I have a program that multiplies 3 numbers and i am trying to understand. I have some questions and i am hoping someone can explain whats going on with the program and tell me if i am on the right track. I understand i have more than one question so i am sorry about that.

.data?
  num1 dd ?
  num2 dd ?
  num3 dd ?

.data
sum dd 0
prod dd 0

.code

start:



main proc


mov EAX, sval(input("Enter a number: "))
mov num1, EAX
mov EAX, sval(input("Enter a number: "))
mov num2, EAX
mov EAX, sval(input("Enter a number: "))
mov num3, EAX





mov EAX, num1
mov EBX, num2
mul BL                 

mov EBX, num3
mul BX              

mov prod, EDX

this has me confused...

mov EBX, num3
mul BX

so, we are storing num3 into BL? but since the result of num1 and num2 is 16 bit and stored into AX we mul BX? instead of BL? but isnt num3 in BL?

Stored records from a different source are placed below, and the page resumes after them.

PR #31, opened 2019-07-17
FLEX-638 Port Wizard component to React

akate1:
**Description:**

This is PR for porting wizard component to React. 
Link: https://clarity.design/documentation/wizards#examples

This PR has covered following tasks.
- Added className prop in NAV, NAVLINK and VerticalNav component
- Render basic wizard
- Added story for wizard with different sizes
- Added story for opening wizard at predefined step
- Add story for overriding wizard buttons
- Add story for overriding wizard without navigation links
- Solved CSS issue on hover of wizard nav link
- Add logic to reset wizard and story for same
- Add logic for asynchronous and synchronous validation
- Add story for synchronous and asynchronous validation with wizard

image

### DIFF
--- a/src/layout/nav/Nav.tsx
+++ b/src/layout/nav/Nav.tsx
@@ -19,7 +19,6 @@ export type NavProps = {
 
     // The navigation type (header, sub side).
     navType: NavType;
-    className?: string;
 };
 
 export enum NavLevel {
@@ -64,8 +63,8 @@ export class Nav extends React.PureComponent<NavProps> {
     }
 
     render() {
-        const {children, navLevel, navType, className} = this.props;
-        const classList: string[] = [Nav.classForNavType(navType), Nav.classForNavLevel(navLevel), className as any];
+        const {children, navLevel, navType} = this.props;
+        const classList: string[] = [Nav.classForNavType(navType), Nav.classForNavLevel(navLevel)];
         return <nav className={utils.classNames(classList)}>{Nav.maybeWrapInList(navType, children)}</nav>;
     }
 }
--- a/src/layout/nav/Nav.tsx
+++ b/src/layout/nav/Nav.tsx
@@ -19,6 +19,7 @@ export type NavProps = {
 
     // The navigation type (header, sub side).
     navType: NavType;
+    className?: string;
 };
 
 export enum NavLevel {
@@ -63,8 +64,8 @@ export class Nav extends React.PureComponent<NavProps> {
     }
 
     render() {
-        const {children, navLevel, navType} = this.props;
-        const classList: string[] = [Nav.classForNavType(navType), Nav.classForNavLevel(navLevel)];
+        const {children, navLevel, navType, className} = this.props;
+        const classList: string[] = [Nav.classForNavType(navType), Nav.classForNavLevel(navLevel), className as any];
         return <nav className={utils.classNames(classList)}>{Nav.maybeWrapInList(navType, children)}</nav>;
     }
 }
--- a/src/layout/nav/NavLink.tsx
+++ b/src/layout/nav/NavLink.tsx
@@ -27,7 +27,7 @@ export class NavLink extends React.PureComponent<NavLinkProps> {
     render() {
         const {iconShape, className, type, onClick, children} = this.props;
 
-        let cssClass = classNames(["nav-text", type]);
+        let navLinkClassNames = classNames(["nav-text", type]);
         return iconShape ? (
             <a
                 href="javascript:void(0)"
@@ -35,7 +35,7 @@ export class NavLink extends React.PureComponent<NavLinkProps> {
                 onClick={onClick}
             >
                 <Icon shape={iconShape} className="nav-icon" />
-                <span className={cssClass}>{children}</span>
+                <span className={navLinkClassNames}>{children}</span>
             </a>
         ) : (
             <a
@@ -43,7 +43,7 @@ export class NavLink extends React.PureComponent<NavLinkProps> {
                 className={classNames([className, type == NavLinkType.stepNavLink ? "" : "nav-link"])}
                 onClick={onClick}
             >
-                <div className={cssClass}>{children}</div>
+                <div className={navLinkClassNames}>{children}</div>
             </a>
         );
     }
--- a/src/layout/nav/NavLink.tsx
+++ b/src/layout/nav/NavLink.tsx
@@ -15,19 +15,35 @@ import {classNames} from "../../utils";
 export type NavLinkProps = {
     iconShape?: string;
     className?: string;
+    type?: NavLinkType;
+    onClick?: (evt: React.MouseEvent<HTMLElement>) => void;
 };
+
+export enum NavLinkType {
+    stepNavLink = "btn btn-link clr-wizard-stepnav-link",
+}
 
 export class NavLink extends React.PureComponent<NavLinkProps> {
     render() {
-        const {iconShape, className, children} = this.props;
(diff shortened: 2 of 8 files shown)


src/wizards/Wizard.tsx
```diff
@@ -0,0 +1,380 @@
...
+                                        {/*Close modal-body*/}
+                                        {this.buildWizardFooter()}
+                                    </div>{" "}
+                                    {/*Close modal-content*/}
+                                </div>{" "}
+                                {/*Close modal-content-wrapper */}
+                                <div className={ClassNames.MODAL_GHOST_WRAPPER}>
+                                    <div
+                                        _ngcontent-c7=""
+                                        className="modal-ghost modal-ghost-1 ng-trigger ng-trigger-ghostPageOneState"
```
psivakumaran: Is it possible we can move these to the common Classnames file?

src/wizards/Wizard.stories.tsx
```diff
@@ -0,0 +1,133 @@
...
+    {stepName: "page 3", stepId: 2, stepComponent: <p> Page 3</p>, stepCompleted: false},
+];
+
+const stepsLarge = [
+    {stepName: "page 1", stepId: 0, stepComponent: <p> Page 1</p>, stepCompleted: false},
+    {stepName: "page 2", stepId: 1, stepComponent: <p> Page 2</p>, stepCompleted: false},
+    {stepName: "page 3", stepId: 2, stepComponent: <p> Page 3</p>, stepCompleted: false},
+];
+
+const stepsXLarge = [
```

im sorry there isnt one specific question. If my logic is incorrect or close can you explain whats going on piece by piece and why?

Thank you

When you do an 8-bit multiplication like mul bl, it takes al, multiplies it by the specified input, and puts the result in ax.

When you do a 16-bit multiplication like mul bx, it takes ax, multiplies it by the specified input, and puts the result in dx:ax (i.e., the 16 most significant bits of the result in dx, and the 16 least significant bits of the result in ax).

(Just for completeness): if you do a 32-bit multiplication like mul ebx, it multiplies eax by ebx, and puts the result in edx:eax (offhand I don't remember for sure, but I'd guess 64-bit multiplication works about the same way).

As far as BL vs. BX goes (or AL/AH/AX, etc.), what you have aren't really separate registers -- AL is really the 8 least significant bits of AX. AH is the 8 most significant bits of AX. BL is the 8 least significant bits of BX, and BH is the 8 most significant bits of BX (and so on for CL/CH/DL/DH).

For example, if you execute code like:

xor bx, bx
mov bl, 1

BH will then equal 0 (set to zero by the xor bx, bx), BL will equal 1 (set by the mov) and bx will also equal 1 (because it now contains the bit pattern 00000000 00000001).